Adrian Delia, centre in a grey suit, with the Birkirkara football team

12 Comments Comment

  1. xihaddlijkunjaf says:

    What is interesting is the purpose of the constitution of debt. Banks do not ask for collateral security such as sureties when the assets ‘far’ exceed the liabilities.

    Sureties, in this case the shareholders, are held liable because the bank does not consider the transaction to be low risk. It would have considered it as moderate if not high risk, which is why additional security in the form of personal liability of the sureties has been requested.

    The bank would always be vigilant and seek information from the debtor on an annual, if not bi-annual, basis. At some point, something triggered HSBC’s alarm bells, which increased the risk level in relation to this loan.

    The bank then forced the debtor and the sureties to enter into a constitution of debt. This means that the bank will not need to go through lengthy court procedures to start executing its hypothecary titles.

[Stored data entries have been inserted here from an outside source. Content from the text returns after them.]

PR #1591, opened 2025-12-25
TYP: Fix np.double dtype inference for numpy 2.4.0

### LINKED ISSUE #1590: numpy 2.4.0 compatibility: np.double dtype inference broken
- With numpy 2.4.0, `pd.Series([1.0], dtype=np.double)` incorrectly infers `Series[float64]` instead of `Series[float]`
- Caused by numpy 2.4.0 changing `double` from TypeAlias to concrete class reference

ritsuki1227:
- [x] Closes #1590 
- [x] Tests added (existing test at `tests/series/test_series_float.py:81`)

# PR: Fix type inference for `np.double` dtype with numpy 2.4.0

## Problem

With numpy 2.4.0, `pd.Series([1.0], dtype=np.double)` infers `Series[float64]` instead of `Series[float]`.

## Cause

numpy 2.4.0 changed `double` from abstract type alias to concrete class reference:
```python
# numpy 2.3.5
double: TypeAlias = floating[_NBitDouble]

# numpy 2.4.0
double = float64  # float64 is a concrete class
```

    It just needs to file a judicial letter to set the ball rolling for the necessary judicial sales of Delia’s personal assets.

  2. That’s exactly what I think.

  3. Debts are not assets. They are liabilities.

  4. Rosie says:

    I know plenty of people with bank loans but they all pay back. They are not called bankrupt but decent people.

    Adrian Delia has to pay up. The bank is chasing him. Why am I repeating all this? Jekk trid tivvota Labour issa ghandek zewg options – jew Muscat jew Delia, la tahseb li dan waqa mis-sema biex isalva lil partit u lil pajjiz. Thobbu tissawtu wisq.

  5. Pandora says:

    What matters is that we can afford to flock by the hundreds and spend weekends on the sister island and hire sun beds and umbrellas on the once public beaches. That’s the thing to do in modern Malta. As to the rest, why give a damn?

  6. Francis X Darmanin says:

    You’re right except on one thing. In such a scenario the government will bail out the banks (the developers indirectly).

  7. Davcus1979 says:

    With reference to both Dr Portelli and Dr Delia, has the bank shown any intention of resorting to a garnishee order? It seems that the banks are sometimes quicker to take drastic action against individuals who owe far smaller amounts of money…

  8. Sowxal says:

    Do you really need an explanation? Are you that dumb? This guy aims to run the entire Maltese economy and yet he cannot even run a building development company without wallowing in debt. Mulej hudni.

  9. Sowxal says:

    I agree 100%. Becoming PN leader gives him a strong layer of protection as HSBC will be reluctant to call in the debt and risk bankrupting the leader of the second largest political party. The PR (and beyond) implications for the bank could be ruinous.

  10. I wouldn’t know. She’s British and her husband and sons ran a brothel in Malta some years ago. They had been arrested and charged. Not nice people at all, but definitely people who know about crime.